## DIRECTIONS FOR THIS TASK
Return a copy of every line in the data below that contains "from".

--

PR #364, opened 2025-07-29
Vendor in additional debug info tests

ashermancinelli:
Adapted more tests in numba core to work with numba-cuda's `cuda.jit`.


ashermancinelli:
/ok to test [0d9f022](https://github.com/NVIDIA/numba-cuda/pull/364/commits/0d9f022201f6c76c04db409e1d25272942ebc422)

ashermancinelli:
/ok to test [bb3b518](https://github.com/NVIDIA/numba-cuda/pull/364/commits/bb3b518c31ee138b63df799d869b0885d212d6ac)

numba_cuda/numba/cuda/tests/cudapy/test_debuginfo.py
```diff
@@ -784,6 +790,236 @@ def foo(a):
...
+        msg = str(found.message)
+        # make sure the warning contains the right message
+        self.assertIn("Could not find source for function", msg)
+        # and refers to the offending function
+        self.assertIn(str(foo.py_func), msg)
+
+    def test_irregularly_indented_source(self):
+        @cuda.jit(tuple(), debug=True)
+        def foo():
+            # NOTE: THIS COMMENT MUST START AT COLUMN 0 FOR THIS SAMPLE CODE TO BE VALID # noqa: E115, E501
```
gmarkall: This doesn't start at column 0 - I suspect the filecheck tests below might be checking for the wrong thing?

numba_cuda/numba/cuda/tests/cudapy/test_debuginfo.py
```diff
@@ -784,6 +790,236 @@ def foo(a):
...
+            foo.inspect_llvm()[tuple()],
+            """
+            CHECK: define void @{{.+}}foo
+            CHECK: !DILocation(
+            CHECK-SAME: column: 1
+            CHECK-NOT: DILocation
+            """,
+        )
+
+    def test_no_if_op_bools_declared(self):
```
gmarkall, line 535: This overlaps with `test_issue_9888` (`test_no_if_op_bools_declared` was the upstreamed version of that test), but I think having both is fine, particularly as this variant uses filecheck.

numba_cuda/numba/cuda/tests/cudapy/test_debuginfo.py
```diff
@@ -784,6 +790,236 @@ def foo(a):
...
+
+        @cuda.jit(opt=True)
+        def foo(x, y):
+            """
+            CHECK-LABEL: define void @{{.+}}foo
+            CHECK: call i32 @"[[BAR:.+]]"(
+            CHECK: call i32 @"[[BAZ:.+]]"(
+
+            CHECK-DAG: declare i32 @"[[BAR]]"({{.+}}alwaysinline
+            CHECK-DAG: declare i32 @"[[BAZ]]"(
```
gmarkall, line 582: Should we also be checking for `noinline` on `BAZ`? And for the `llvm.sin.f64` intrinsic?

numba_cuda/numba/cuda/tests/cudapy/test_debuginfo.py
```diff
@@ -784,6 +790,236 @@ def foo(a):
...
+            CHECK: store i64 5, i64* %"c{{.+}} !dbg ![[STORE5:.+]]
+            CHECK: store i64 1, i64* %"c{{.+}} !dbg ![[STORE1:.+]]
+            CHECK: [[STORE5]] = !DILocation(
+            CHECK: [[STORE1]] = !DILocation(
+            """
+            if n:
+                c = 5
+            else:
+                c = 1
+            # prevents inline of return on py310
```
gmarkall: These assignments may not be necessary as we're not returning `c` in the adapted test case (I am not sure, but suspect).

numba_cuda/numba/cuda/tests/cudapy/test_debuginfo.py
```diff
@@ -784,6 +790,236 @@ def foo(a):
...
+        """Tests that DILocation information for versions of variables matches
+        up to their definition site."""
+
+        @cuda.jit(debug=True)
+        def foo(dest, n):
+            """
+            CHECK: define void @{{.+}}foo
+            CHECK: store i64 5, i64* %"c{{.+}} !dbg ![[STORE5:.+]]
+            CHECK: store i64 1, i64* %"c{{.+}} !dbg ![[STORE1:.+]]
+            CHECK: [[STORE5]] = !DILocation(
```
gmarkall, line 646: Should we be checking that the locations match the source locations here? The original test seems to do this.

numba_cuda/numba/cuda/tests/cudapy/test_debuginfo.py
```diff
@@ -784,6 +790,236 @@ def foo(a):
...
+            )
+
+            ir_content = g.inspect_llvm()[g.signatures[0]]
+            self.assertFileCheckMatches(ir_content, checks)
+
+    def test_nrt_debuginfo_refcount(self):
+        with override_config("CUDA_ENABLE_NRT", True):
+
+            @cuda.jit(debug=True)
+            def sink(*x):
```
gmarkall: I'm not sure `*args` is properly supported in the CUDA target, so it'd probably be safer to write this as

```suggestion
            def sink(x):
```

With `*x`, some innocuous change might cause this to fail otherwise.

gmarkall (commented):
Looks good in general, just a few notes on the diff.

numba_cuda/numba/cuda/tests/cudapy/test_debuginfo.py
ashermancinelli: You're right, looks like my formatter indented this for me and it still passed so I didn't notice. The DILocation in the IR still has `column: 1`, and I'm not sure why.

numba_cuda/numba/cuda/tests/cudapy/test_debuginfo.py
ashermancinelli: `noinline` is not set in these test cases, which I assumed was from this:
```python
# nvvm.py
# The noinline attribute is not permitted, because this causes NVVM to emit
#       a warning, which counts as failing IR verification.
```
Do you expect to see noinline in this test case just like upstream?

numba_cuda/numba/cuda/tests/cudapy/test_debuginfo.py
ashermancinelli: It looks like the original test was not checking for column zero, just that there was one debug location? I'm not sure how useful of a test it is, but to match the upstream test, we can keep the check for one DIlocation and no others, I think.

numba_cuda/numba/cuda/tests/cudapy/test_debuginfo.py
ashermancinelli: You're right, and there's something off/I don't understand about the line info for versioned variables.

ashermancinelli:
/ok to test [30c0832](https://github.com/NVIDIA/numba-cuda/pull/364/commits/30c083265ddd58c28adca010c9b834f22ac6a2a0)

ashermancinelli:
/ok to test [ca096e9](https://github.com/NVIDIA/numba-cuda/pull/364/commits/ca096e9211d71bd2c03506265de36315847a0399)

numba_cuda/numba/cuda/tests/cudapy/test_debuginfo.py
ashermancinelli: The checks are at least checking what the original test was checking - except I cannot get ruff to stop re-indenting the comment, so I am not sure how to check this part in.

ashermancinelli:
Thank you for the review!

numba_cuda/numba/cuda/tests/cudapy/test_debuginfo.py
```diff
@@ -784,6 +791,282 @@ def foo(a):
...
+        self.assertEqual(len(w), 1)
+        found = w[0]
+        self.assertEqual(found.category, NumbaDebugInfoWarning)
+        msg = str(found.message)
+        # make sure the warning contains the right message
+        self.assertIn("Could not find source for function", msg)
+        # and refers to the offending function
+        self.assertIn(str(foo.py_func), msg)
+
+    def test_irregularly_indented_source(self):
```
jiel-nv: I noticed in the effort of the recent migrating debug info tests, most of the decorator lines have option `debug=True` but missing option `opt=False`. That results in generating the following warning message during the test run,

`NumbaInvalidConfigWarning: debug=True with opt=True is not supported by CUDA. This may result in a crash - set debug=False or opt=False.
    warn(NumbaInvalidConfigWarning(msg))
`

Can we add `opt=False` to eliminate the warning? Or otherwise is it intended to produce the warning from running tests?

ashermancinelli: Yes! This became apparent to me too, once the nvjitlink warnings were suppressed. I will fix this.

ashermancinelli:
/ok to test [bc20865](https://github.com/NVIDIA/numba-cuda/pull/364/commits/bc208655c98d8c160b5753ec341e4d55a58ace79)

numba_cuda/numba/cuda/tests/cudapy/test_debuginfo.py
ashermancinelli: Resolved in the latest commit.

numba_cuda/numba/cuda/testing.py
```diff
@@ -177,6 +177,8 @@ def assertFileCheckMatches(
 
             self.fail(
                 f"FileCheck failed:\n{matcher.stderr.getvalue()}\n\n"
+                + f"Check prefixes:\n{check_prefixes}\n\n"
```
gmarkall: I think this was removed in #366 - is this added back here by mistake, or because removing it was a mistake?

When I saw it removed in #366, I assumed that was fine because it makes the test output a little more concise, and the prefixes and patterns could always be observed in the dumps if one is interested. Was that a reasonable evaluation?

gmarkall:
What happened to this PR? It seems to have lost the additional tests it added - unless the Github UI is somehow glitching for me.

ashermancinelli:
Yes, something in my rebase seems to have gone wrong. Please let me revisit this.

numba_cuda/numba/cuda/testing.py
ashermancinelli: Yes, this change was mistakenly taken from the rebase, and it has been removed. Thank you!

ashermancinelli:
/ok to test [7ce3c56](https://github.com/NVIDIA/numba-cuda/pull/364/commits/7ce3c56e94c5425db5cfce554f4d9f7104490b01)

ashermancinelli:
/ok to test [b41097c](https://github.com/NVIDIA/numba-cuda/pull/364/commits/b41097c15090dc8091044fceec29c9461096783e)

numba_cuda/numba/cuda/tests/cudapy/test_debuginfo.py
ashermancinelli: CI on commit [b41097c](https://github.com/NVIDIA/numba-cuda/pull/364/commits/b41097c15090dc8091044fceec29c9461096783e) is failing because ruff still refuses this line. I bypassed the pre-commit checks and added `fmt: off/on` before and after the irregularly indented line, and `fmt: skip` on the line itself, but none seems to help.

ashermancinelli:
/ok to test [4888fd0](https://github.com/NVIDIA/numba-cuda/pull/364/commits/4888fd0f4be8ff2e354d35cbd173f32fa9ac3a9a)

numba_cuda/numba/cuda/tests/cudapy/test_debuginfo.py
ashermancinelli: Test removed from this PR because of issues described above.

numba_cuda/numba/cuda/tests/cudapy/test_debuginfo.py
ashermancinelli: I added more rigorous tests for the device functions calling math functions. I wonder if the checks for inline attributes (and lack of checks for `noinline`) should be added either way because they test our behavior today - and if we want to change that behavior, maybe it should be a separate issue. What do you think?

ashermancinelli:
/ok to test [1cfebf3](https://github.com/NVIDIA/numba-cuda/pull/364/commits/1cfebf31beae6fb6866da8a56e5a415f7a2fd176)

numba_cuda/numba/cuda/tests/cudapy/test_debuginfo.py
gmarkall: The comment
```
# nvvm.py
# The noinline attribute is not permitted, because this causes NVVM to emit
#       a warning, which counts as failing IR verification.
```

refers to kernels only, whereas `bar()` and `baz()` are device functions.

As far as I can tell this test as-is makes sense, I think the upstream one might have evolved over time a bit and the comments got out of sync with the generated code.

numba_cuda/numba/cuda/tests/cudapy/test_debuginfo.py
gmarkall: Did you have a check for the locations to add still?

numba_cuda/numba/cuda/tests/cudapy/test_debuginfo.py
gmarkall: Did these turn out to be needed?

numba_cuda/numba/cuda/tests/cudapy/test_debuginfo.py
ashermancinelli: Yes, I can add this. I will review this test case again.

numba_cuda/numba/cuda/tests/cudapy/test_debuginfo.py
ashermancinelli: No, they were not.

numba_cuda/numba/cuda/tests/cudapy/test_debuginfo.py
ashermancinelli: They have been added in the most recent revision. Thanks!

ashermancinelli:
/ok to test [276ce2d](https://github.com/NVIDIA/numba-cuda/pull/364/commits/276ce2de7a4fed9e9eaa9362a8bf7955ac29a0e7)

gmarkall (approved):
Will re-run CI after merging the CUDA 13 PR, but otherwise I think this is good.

--

## ANSWER TO THIS TASK
ashermancinelli: `noinline` is not set in these test cases, which I assumed was from this:
Can we add `opt=False` to eliminate the warning? Or otherwise is it intended to produce the warning from running tests?
ashermancinelli: Yes, this change was mistakenly taken from the rebase, and it has been removed. Thank you!
ashermancinelli: Test removed from this PR because of issues described above.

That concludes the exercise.